Three days passed.
For three days, Barry lived a double life. During the day, he was the invisible servant. He cleaned toilets. He washed clothes. He cooked meals for people who didn't respect him. He took insults from Jonathan and cold treatment from Laura.
But at night, he watched his bank account grow to unimaginable numbers.
One hundred and fifty trillion dollars.
Two hundred and thirty trillion dollars.
Three hundred and five trillion dollars.
The trades kept executing automatically. Every second, his account grew by hundreds of billions of dollars. The system—whatever it was—never stopped. It kept buying and selling, making money out of nothing.
Or so it seemed.
Barry had tried to understand the trades better, but they were too complicated. They involved currencies from countries he'd never heard of, cryptocurrencies with strange names, and digital assets that shouldn't even exist. But they were making money anyway.
On the fourth day, something happened that almost exposed everything.
Barry was in the library, dusting the books, when Laura came in with her mother, Catherine. Catherine was Laura's biological mother, and she was just as snobbish as her daughter.
"Mother, I think Barry is stealing from us," Laura said casually.
Barry's entire body went cold.
"What makes you say that?" Catherine asked.
"He's been acting strange lately. Last night, I heard him typing on his phone at three in the morning. He looked excited about something. Servants don't get excited about anything unless they've stolen something to sell."
Barry's hands shook as he pretended to dust.
Catherine called him over. "Barry, come here."
He walked over slowly, trying to look calm.
"Have you been stealing from this household?" Catherine asked.
"No, ma'am," Barry said. His voice was steady, but his heart was pounding.
"Then why have you been acting strange?"
Barry's mind raced. He needed an excuse. He needed something that made sense.
"I've been playing a game on my phone," he said. "A mobile game. It's gotten me a bit excited because I'm close to winning the highest level."
It was a stupid excuse, but it was simple enough that they might believe it.
Laura rolled her eyes. "I told you, mother. He's obsessed with that game. It's pathetic."
Catherine looked disappointed. "Well, don't let it interfere with your work. You're here to serve, not to play games."

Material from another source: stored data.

PR #295, opened 2020-02-04
GPG keys changes

mkutlak:
Changes:
- Dropped the ancient GPG keys for Fedora 15,16,17.
- Enabled GPG check for rawhide.
- Use GPG keys from `distribution-gpg-keys`.
- As a side-effect you can add more GPG keys to distribution plugins (i.e. for packages from [Copr](https://copr.fedorainfracloud.org/) repositories)


src/retrace/retrace_worker.py
```diff
@@ -432,8 +429,7 @@ def start_retrace(self, custom_arch=None):
                     mockcfg.write("name=%s\n" % releaseid)
                     mockcfg.write("baseurl=file://%s/\n" % repopath)
                     mockcfg.write("failovermethod=priority\n")
-                    if version != "rawhide" and CONFIG["RequireGPGCheck"]:
-                        mockcfg.write("gpgkey=file:///usr/share/retrace-server/gpg/%s-%s\n" % (distribution, version))
+                    mockcfg.write("gpgkey=file:///etc/pki/rpm-gpg/RPM-GPG-KEY-fedora-%s-%s" % (version, arch))
```
xsuchy: Hmmm, does EL8 knows about fedora keys? Can we use distribution-gpg-keys package?

xsuchy:
Otherwise +1 to the removal of old keys.

src/retrace/retrace_worker.py
mkutlak: Bit of a chicken-egg situation because we need to install `distribution-gpg-keys` first, for which we need a GPG key from `distribution-gpg-keys`?

xsuchy: You can install it on host.

mkutlak:
More shenanignas will be needed for `rawhide` because rawhide needs more(?) keys (of older releases) to verify the packages.

mkutlak:
Fedora works with `mock` and I will test it with `podman` once `fedora:rawhide` is 33.

mkutlak:
Tested locally for `Fedora rawhide` (work for both `mock` and `podman`) and for
`CentOS 8` (works on `podman`, but there are some problems with `mock` and modular packages)

PR #299, opened 2020-02-17
Update regexes for CentOS and RHEL releases

mkutlak:
The release version is no longer just a simple number.

CentOS:
`CentOS Linux release 7 (Core)`
`CentOS Linux release 8.1.1234 (Core)`

RHEL:
`Red Hat Enterprise Linux release 8.1 (Ootpa)`
`Red Hat Enterprise Linux release 8.2 Beta (Ootpa)`
`Red Hat Enterprise Linux Server release 7.8 Beta (Maipo)`

https://regex101.com/

### DIFF
--- a/src/plugins/centos.py
+++ b/src/plugins/centos.py
@@ -2,7 +2,7 @@ import re
 
 distribution = "centos"
 abrtparser = re.compile(r"^CentOS Linux release (\d+)(?:\.(\d+)\.(\d+))? \(([^\)]+)\)$")
-guessparser = re.compile(r"\.el([0-9]+)")
+guessparser = re.compile(r"\.el(\d+)")
 displayrelease = "CentOS release"
 gdb_package = "gdb"
 gdb_executable = "/usr/bin/gdb"
--- a/src/plugins/centos.py
+++ b/src/plugins/centos.py
@@ -1,7 +1,7 @@
 import re
 
 distribution = "centos"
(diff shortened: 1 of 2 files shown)


src/plugins/centos.py
```diff
@@ -1,7 +1,7 @@
 import re
 
 distribution = "centos"
-abrtparser = re.compile(r"^CentOS Linux release ([0-9]+) \(([^\)]+)\)$")
+abrtparser = re.compile(r"^CentOS Linux release (\d+)(?:\S(\d+)\S(\d+))? \(([^\)]+)\)$")
 guessparser = re.compile(r"\.el([0-9]+)")
```
michalfabik: How about using `\d` on this line too, instead of `[0-9]`?

mkutlak: Sure.

src/plugins/centos.py
```diff
@@ -1,7 +1,7 @@
 import re
 
 distribution = "centos"
-abrtparser = re.compile(r"^CentOS Linux release ([0-9]+) \(([^\)]+)\)$")
+abrtparser = re.compile(r"^CentOS Linux release (\d+)(?:\S(\d+)\S(\d+))? \(([^\)]+)\)$")
```
michalfabik: Would it make sense to use explicit `\.` instead of `\S`?

mgrabovsky:
Looks good :+1:

PR #306, opened 2020-03-13
Fix alerts found by LGTM

mkutlak:
See commits for more.

- Removed never used variables
- Removed redundant else statement
- Fixed implicit concatenation
- Fixed too few parameters for `__setattr__` method
- Removed unnecessary assignment


mkutlak:
:pray:

mgrabovsky:
Nice! Looks good to me.

PR #309, opened 2020-03-31
Fix make check

michalfabik:
This PR fixes several minor errors in `test/` that caused `make check` to fail.


ernestask:
Please fill in the commit messages, so anyone reviewing has clear context of what’s going on.

ernestask:
>Some recent changes to the code seem to have introduced errors to run_test.py which apparently went unnoticed since make check isn't routinely run as a part of the build process.

That doesn’t really explain which changes caused what errors and why your code fixes them (https://github.com/torvalds/subsurface-for-dirk/blob/a48494d2fbed58c751e9b7e8fbff88582f9b2d02/README#L88 has some good advice).

test/run_test.py
```diff
@@ -232,7 +233,7 @@ def create_local_config(change_repo_dir):
 
 # instead of task.start() (a few missing lines, should be added?)
 cmdline = ["retrace-server-worker", "%d" % task.get_taskid(), "--foreground"]
-call(cmdline)
+run(cmdline, stdout=PIPE, stderr=PIPE, encoding='utf-8')
```
mkutlak, line 236: Why `stdout/stderr/encoding` when there is nothing done with the output afterwards?

PR #311, opened 2020-04-03
Add '-y' to autogen.sh option to install dependencies without prompting

DaveWysochanskiRH:
When a user passes 'sysdeps --install' to autogen.sh this will stop
with a prompt today and there's no way to run unattended.


ernestask:
I think you could pipe `yes` to it, but sure.

PR #315, opened 2020-04-05
Add support for Meson (w\ Tito and Packit)

ernestask:
This PR achieves the following:
  - Adds support for Meson, to enable faster builds with better maintainability.
  - Adds Tito configuration, for easier release management and package builds.
  - Adds Packit configuration, for CI purposes.

Autotools support is not nuked yet, but will be soon.


.tito/custom/abrt/tagger/__init__.py
```diff
@@ -0,0 +1,15 @@
...
+        version = version.split('-', maxsplit=1)[0]
+
+        run_command('meson rewrite kwargs set project / version %s' % (version))
+        run_command('git add -- meson.build')
+
+    def _tag_release(self):
+        new_version = self._bump_version()
+        self._check_tag_does_not_exist(self._get_new_tag(new_version))
+        self._set_meson_project_version(new_version)
+        self._update_package_metadata(new_version)
```
xsuchy, line 15: Can you contribute this to Tito upstream?

ernestask: I can look into adding the Meson bits, but that’s kind of neither here nor there. I’m still going to need a custom tagger to get rid of the unneeded bloat.

ernestask:
@DaveWysochanskiRH, this might also affect you down the line. I’m not quite sure what systems you use retrace-server on in general, but RHEL 8 ships a version of Meson that’s not terribly out of date.

PR #310, opened 2020-04-03
Replace os.path functions with their pathlib equivalents

michalfabik:
This PR replaces (mostly) the `path` functions from the `os` module with their equivalents from `pathlib` in a (rather feeble) attempt to make the code more readable, especially awkward constructs lilke 'os.path.join`.  
  
This is probably a lot less useful than I thought originally, so feel free to suggest complete rewrites or just dumping this completely. I figure it might potentially have some sort of an impact in the future if/when stricter type checking is introduced with the [typing module](https://docs.python.org/3/library/typing.html).   
  
Thorough testing is still needed.

PR #324, opened 2020-06-02
Fix misuse of pathlib.Path

michalfabik:
See commit.  

Fix error in already merged https://github.com/abrt/retrace-server/pull/310


ernestask:
I already have a commit in my PR for reposync.

Issue #329, opened 2020-06-09
retrace-server-task create fails with "Crash directory does not contain required file" even though file exists and is readable


DaveWysochanskiRH:
After b5a2bda4725b retrace-server-task create fails with:

    [2020-06-09 08:07:53] [I] Post-processing downloaded file
    [2020-06-09 08:07:53] [I] Analyzing crash data
    [2020-06-09 08:07:53] [E] Crash directory does not contain required file 'vmcore'

ernestask:
Spoiler:
https://github.com/abrt/retrace-server/blob/b5a2bda4725bf5a002d0077d22b5e0f06faec608/src/retrace/retrace.py#L1695

There’s more breakage after this.

ernestask:
https://github.com/abrt/retrace-server/blob/b5a2bda4725bf5a002d0077d22b5e0f06faec608/src/retrace/retrace.py#L1128

ernestask:
https://github.com/abrt/retrace-server/blob/b5a2bda4725bf5a002d0077d22b5e0f06faec608/src/retrace/retrace.py#L1134

ernestask:
If I may repeat myself: https://github.com/abrt/retrace-server/pull/310#issuecomment-608381441

All this either grows tests, gets fixed or gets reverted.

PR #331, opened 2020-06-09
Fix '+' operator use with Paths

michalfabik:
Leftover from https://github.com/abrt/retrace-server/pull/310

Resolves:
https://github.com/abrt/retrace-server/issues/329
Signed-off-by: Michal Fabik <mfabik@redhat.com>

### DIFF
--- a/src/retrace/retrace.py
+++ b/src/retrace/retrace.py
@@ -1125,13 +1125,13 @@ class KernelVMcore:
                 kernel_path = kernel_path + "."
             kernel_path = kernel_path + str(kernelver.flavour)
 
-        vmlinux_cache_path = debugdir_base + "usr/lib/debug/lib/modules" / kernel_path / "vmlinux"
+        vmlinux_cache_path = debugdir_base / "usr/lib/debug/lib/modules" / kernel_path / "vmlinux"
         if vmlinux_cache_path.is_file():
-            log_info("Found cached vmlinux at path: " + vmlinux_cache_path)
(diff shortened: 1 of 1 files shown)


src/retrace/retrace.py
```diff
@@ -1125,13 +1125,13 @@ def prepare_debuginfo(self, task, chroot=None, kernelver=None):
                 kernel_path = kernel_path + "."
             kernel_path = kernel_path + str(kernelver.flavour)
 
-        vmlinux_cache_path = debugdir_base + "usr/lib/debug/lib/modules" / kernel_path / "vmlinux"
+        vmlinux_cache_path = debugdir_base / "usr/lib/debug/lib/modules" / kernel_path / "vmlinux"
         if vmlinux_cache_path.is_file():
-            log_info("Found cached vmlinux at path: " + vmlinux_cache_path)
+            log_info("Found cached vmlinux at path: " + str(vmlinux_cache_path))
```
xsuchy, line 1130: I would slightly prefer:

`"Found cached vmlinux at path: {}".format(vmlinux_cache_path)

Many people find it more readable.
`

michalfabik: Thanks! It's actually safer because `.format()` works even if the arg is a `Path`, unlike `+`.

ernestask:
Good to go or should I wait?

michalfabik:
Good to go. \*fingers crossed\*

PR #6813, opened 2024-02-13
fix constness for views in std algorithms 

fnrizzi:
as pointed out in https://github.com/kokkos/kokkos/pull/6801#discussion_r1488242863, this PR fixes all instances so that a View is always taken by `const & `

### DIFF
--- a/algorithms/src/std_algorithms/Kokkos_CopyIf.hpp
+++ b/algorithms/src/std_algorithms/Kokkos_CopyIf.hpp
@@ -54,7 +54,8 @@ template <
     std::enable_if_t<::Kokkos::is_execution_space_v<ExecutionSpace>, int> = 0>
 auto copy_if(const ExecutionSpace& ex,
              const ::Kokkos::View<DataType1, Properties1...>& source,
-             ::Kokkos::View<DataType2, Properties2...>& dest, Predicate pred) {
+             const ::Kokkos::View<DataType2, Properties2...>& dest,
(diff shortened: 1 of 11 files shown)


algorithms/src/std_algorithms/Kokkos_CopyIf.hpp
```diff
@@ -54,7 +54,8 @@ template <
     std::enable_if_t<::Kokkos::is_execution_space_v<ExecutionSpace>, int> = 0>
 auto copy_if(const ExecutionSpace& ex,
              const ::Kokkos::View<DataType1, Properties1...>& source,
-             ::Kokkos::View<DataType2, Properties2...>& dest, Predicate pred) {
+             const ::Kokkos::View<DataType2, Properties2...>& dest,
+             Predicate pred) {
```
dalg24, line 58: what are the preconditions?  we don't allocate and expect that the destination view has enough storage?

dalg24: we don't resize the destination view to fit

dalg24 (approved):
The discussion about copy_if doesn't need to be addressed here

nliber (approved):

masterleinad (approved):

dalg24:
The doc will need to be updated to reflect this

dalg24:
ORNL's Jenkins CI server is down

PR #6815, opened 2024-02-13
Fix fence in Kokkos::sort when using std::sort

masterleinad:
Fixes the HPX test failures in https://github.com/kokkos/kokkos/pull/6801. We need to fence before using `std::sort` if an execution space instance was provided.

### DIFF
--- a/algorithms/src/sorting/Kokkos_SortPublicAPI.hpp
+++ b/algorithms/src/sorting/Kokkos_SortPublicAPI.hpp
@@ -29,7 +29,7 @@ namespace Kokkos {
 // ---------------------------------------------------------------
 
 template <class ExecutionSpace, class DataType, class... Properties>
-void sort([[maybe_unused]] const ExecutionSpace& exec,
+void sort(const ExecutionSpace& exec,
           const Kokkos::View<DataType, Properties...>& view) {
   // constraints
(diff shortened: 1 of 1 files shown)


algorithms/src/sorting/Kokkos_SortPublicAPI.hpp
```diff
@@ -52,6 +52,7 @@ void sort([[maybe_unused]] const ExecutionSpace& exec,
   }
 
   if constexpr (Impl::better_off_calling_std_sort_v<ExecutionSpace>) {
+    exec.fence("Kokkos::sort without comparator use std::sort");
```
dalg24, line 55: shouldn't that be a `Kokkos::fence()`?

masterleinad: We are only expecting work to be enqueued on the provided execution space instance. It's not clear to me why a global fence would be necessary here.

dalg24: I misread the signature.  Sorry

dalg24 (approved):

nliber (approved):

dalg24:
ORNL's cloud is down but all builds on GitHub passed so I am just going to merge.

PR #6816, opened 2024-02-13
Adding SECURITY.md file

crtrott:
This is based on the one from OSSF Scorecard.

### DIFF
--- a/SECURITY.md
+++ b/SECURITY.md
@@ -1,0 +1,12 @@
+# Reporting Security Issues
+
+To report a security issue, please email
+[lebrungrandt@ornl.gov](mailto:lebrungrandt@ornl.gov)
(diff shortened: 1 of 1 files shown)


dalg24 (approved):

dalg24:
Couldn't we use [GitHub's private reporting feature](https://docs.github.com/en/code-security/security-advisories/guidance-on-reporting-and-writing-information-about-vulnerabilities/privately-reporting-a-security-vulnerability) instead?

masterleinad:
My understanding is that this file complements the private reporting feature (and we could point to it).

nliber:
The OSSF scorecard uses a mail alias.  Would we want to go that route instead of hardcoded email addresses for individuals?

PR #6824, opened 2024-02-16
SYCL CI: Avoid setvars.sh

masterleinad:
This PR tries to avoid the SYCL CI issues we are seeing when running `setvars.sh` by setting the necessary environment variables in `Dockerfile` already.

### DIFF
--- a/scripts/docker/Dockerfile.sycl
+++ b/scripts/docker/Dockerfile.sycl
@@ -55,3 +55,12 @@ RUN wget https://registrationcenter-download.intel.com/akdlm/irc_nas/19133/l_one
     chmod +x ./l_oneDPL_p_2022.0.0.25335.sh && \
     ./l_oneDPL_p_2022.0.0.25335.sh -a -s --eula accept && \
     rm l_oneDPL_p_2022.0.0.25335.sh
+
+# clang++
+ENV PATH=/opt/intel/oneapi/compiler/latest/linux/bin-llvm/:$PATH
+# sycl-ls, icpx
+ENV PATH=/opt/intel/oneapi/compiler/latest/linux/bin/:$PATH
+# libsycl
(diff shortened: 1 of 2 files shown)


masterleinad:
Seems to work.

scripts/docker/Dockerfile.sycl
```diff
@@ -55,3 +55,12 @@ RUN wget https://registrationcenter-download.intel.com/akdlm/irc_nas/19133/l_one
...
     rm l_oneDPL_p_2022.0.0.25335.sh
+
+# clang++
+ENV PATH=/opt/intel/oneapi/compiler/latest/linux/bin-llvm/:$PATH
+# sycl-ls, icpx
+ENV PATH=/opt/intel/oneapi/compiler/latest/linux/bin/:$PATH
+# libsycl
+ENV LD_LIBRARY_PATH=/opt/intel/oneapi/compiler/latest/linux/lib:$LD_LIBRARY_PATH
+# libsvml
+ENV LD_LIBRARY_PATH=/opt/intel/oneapi/compiler/latest/linux/compiler/lib/intel64_lin:$LD_LIBRARY_PATH
```
dalg24, line 66: Did you consider doing something like
```
RUN echo 'source /opt/intel/oneapi/setvars.sh --force' > $HOME/.bashrc
```
instead.
Is there still no "official" container we could use?

masterleinad: This is the same approach as in https://github.com/kokkos/ci-containers/blob/main/ubuntu which has been working well and we do the same for, say `CMake` in `Dockerfiles` already.
Last I checked, we would not parse any of the `.bashrc`, `.profile`, etc. files when testing with `jenkins`. An alternative might be messing with ENTRYPOINT but that is way more messy in my opinion.

I'm not aware of an "official" container that would contain the Codeplay plugin.

dalg24 (approved):

crtrott (approved):

crtrott:
SYCL passed in jenkins

PR #6825, opened 2024-02-16
Cleanup KOKKOS_CONFIGURE_CORE

masterleinad:
While verifying https://github.com/kokkos/kokkos/pull/6823/files#r1492824399, I noticed that we have a couple of unused variables and include files. In particular,
- KOKKOS_MEMSPACE_LIST
- KOKKOS_BACKEND_POST_INCLUDE_LIST

never contain anything and we can thus remove `KokkosCore_Config_PostInclude.hpp>` and only print the backends once.


crtrott:
Was the post part maybe something the resilience plugin needed? @nmm0

nmm0 (approved):
These are fine for me, we don't use these in resilience

crtrott (approved):

PR #6831, opened 2024-02-21
Fix scorecard workflow

masterleinad:


crtrott (approved):

dalg24 (approved):

dalg24:
It passed after we retriggered

dalg24 (approved):

masterleinad:
We are still seeing
```
refs/heads/develop not supported with push event.
Only the default branch master is supported.
```
It seems we need to wait until we make `develop` the default branch before we get updates (otherwise only for new releases).

PR #6834, opened 2024-02-21
Fix Kokkos README's FENL link

mhoemmen:
FENL example lives in TrilinosCouplings now.

### DIFF
--- a/example/README
+++ b/example/README
@@ -1,7 +1,7 @@
 This directory contains example application proxies that use different
 parts of Kokkos.  If you are looking for the FENL ("finite element
-nonlinear" solve) example, it has moved into the LinAlg subpackage of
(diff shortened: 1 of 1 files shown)


masterleinad (dismissed):
You have to target `develop`.

masterleinad:
The alternative would be to just delete these lines, of course, since we don't have any control over the future (location) of this example anyway.

cedricchevalier19:
I think FENL example should also be listed in https://github.com/kokkos/kokkos-miniapps if this repo is still active.

dalg24 (approved):

masterleinad (approved):

dalg24:
The format check passed.  Ignoring everything else

Issue #6794, opened 2024-02-08
Nightly test failure, SYCL backend on PVC: kokkosp.parallel_scan_no_fence failure


ndellingwood:
**Describe the bug**
Nightly Sycl builds on PVC arch with intel/oneapi/2023.1.0 are failing in the `kokkosp.parallel_scan_no_fence` sub-test:
```
[ RUN      ] kokkosp.parallel_scan_no_fence
Test failure: encountered unwanted events
BeginFence { "Kokkos::Tools::invoke_kokkosp_callback: Kokkos Profile Tool Fence", 0,10}
EndFence { 10}
BeginFence { "Kokkos::Tools::invoke_kokkosp_callback: Kokkos Profile Tool Fence", 117440512,11}
EndFence { 11}
BeginParallelScan { "dogs", 117440513,12}
BeginFence { "Kokkos::Impl::sycl_deallocate: fence before deallocate", 117440512,13}
EndFence { 13}
BeginFence { "Kokkos::Tools::invoke_kokkosp_callback: Kokkos Profile Tool Fence", 0,14}
EndFence { 14}
BeginFence { "Kokkos::Tools::invoke_kokkosp_callback: Kokkos Profile Tool Fence", 117440512,15}
EndFence { 15}
EndParallelScan { 12}
/home/jenkins/blake-new/workspace/Kokkos_develop_blake_sycl_pv_oneapi_2023_1_0/kokkos/core/unit_test/tools/TestEventCorrectness.hpp:429: Failure
Value of: success
  Actual: false
Expected: true
[  FAILED  ] kokkosp.parallel_scan_no_fence (0 ms)
```

**Merged commits since previous pass**

Fix SharedAllocationRecord to allocate using the correct execution space instance (#6789) — [github](https://jenkins-son.sandia.gov/user/github/) / [githubweb](https://github.com/kokkos/kokkos/commit/391f2d12f2d3e5f896d497a11d0752aa47be7277)

Temporarily disable simd_reduction test for omptarget build — [Dong Hun Lee](https://jenkins-son.sandia.gov/user/donlee/) / [githubweb](https://github.com/kokkos/kokkos/commit/97997807de7f592a0845f96ee0adb4644a57efb2)
[...]

PR #3084, opened 2020-06-08
Move allocation profiling to the allocate/deallocate calls

DavidPoliakoff:
Addresses #3064 . Pushing to catch the inevitable preprocessor branches leading to undefined arguments, will mark ready to review when that's fixed

PR #6835, opened 2024-02-21
Remove MemorySpace::[de]allocate overloads without labels

masterleinad:
I noticed in https://github.com/kokkos/kokkos/issues/6794#issuecomment-1957666389 that we call `MemorySpace::deallocate` without a label only from internal allocations where we can do better.
Thus, this pull request suggests streamlining the interface by removing all overloads for `MemorySpace::[de]allocate` that don't take a label. So far, I only made sure to provide labels for `SYCL` in all places that need them now.


ldh4:
Should these `[de]allocate` functions go through a proper deprecation process? They are technically public functions in a non-impl namespace, available to be called in places external to kokkos.

masterleinad:
> Should these `[de]allocate` functions go through a proper deprecation process? They are technically public functions in a non-impl namespace, available to be called in places external to kokkos.

Yeah, that's up for debate.

ldh4 (approved):
Other than the need for a discussion for a potential deprecation, looks good to me.

masterleinad:
> Other than the need for a discussion for a potential deprecation, looks good to me.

"Yes, ma'am," Barry said. "I'm sorry."
They left him alone, and Barry finished dusting with his heart still racing.
That night, he checked his phone.
His balance had reached five hundred and forty-two trillion dollars.
Five hundred and forty-two trillion.
It was so much money that Barry couldn't even imagine what to do with it. He could buy the Raven family a thousand times over. He could buy entire cities. He could buy countries.
And he was still just a servant, washing dishes and dusting books.
Something inside Barry snapped.
He couldn't do this anymore. He couldn't pretend. He couldn't serve people who had humiliated him while he held the key to unlimited wealth in his pocket.
That evening, Reeves came to the house.
He was visiting Laura, trying to convince her to go on a date with him. He strutted into the dining room like he owned the place, wearing an expensive suit and expensive shoes.
Barry was serving dinner. He placed a plate in front of Reeves with more force than necessary.
"Careful, servant," Reeves said, smirking. "Don't break the fine china."
Something inside Barry exploded.
"You know what?" Barry said, his voice shaking with anger. "I'm tired of this. I'm tired of serving you. I'm tired of your arrogance. I'm tired of being treated like garbage."
The entire room went silent.
"What did you just say to me?" Reeves stood up, his face turning red.
"You heard me," Barry said. "You're an arrogant jerk, and everyone knows it. You throw your money around like it makes you better than everyone else. Well, guess what? It doesn't."
"Barry!" Jonathan shouted. "Apologize immediately!"
But Barry couldn't stop. Three days of anger and humiliation and fear came pouring out of him.
"No," Barry said. "I'm done apologizing for things that aren't my fault. I'm done being treated like I'm nothing. I'm done—"
"You're fired," Jonathan said coldly. "Get out of this house. You have one hour to pack your things and leave. And if I ever see you again, I'll have you arrested."
Barry looked at Laura. She wouldn't meet his eyes.
"Fine," Barry said. "I'm done anyway."
He walked out of the dining room and went to his small bedroom. He threw his few possessions into a bag. He didn't have much. Nothing that mattered.
Thirty minutes later, he was standing outside the Raven mansion with a single bag in his hand.
He had nowhere to go. He had no money except the billions and trillions in his untouchable account. He had no job. He had no family.
For the first time in his life, Barry was truly alone.
He was also, unknown to anyone else in the world, completely and utterly rich beyond imagination.
As he stood there in the darkness, his phone buzzed.
His balance had passed seven hundred and thirty trillion dollars.
Barry looked down at his phone and made a decision.
He was done being invisible.
He was done being weak.
Starting tomorrow, everything was going to be different.
And nobody was going to know what hit them.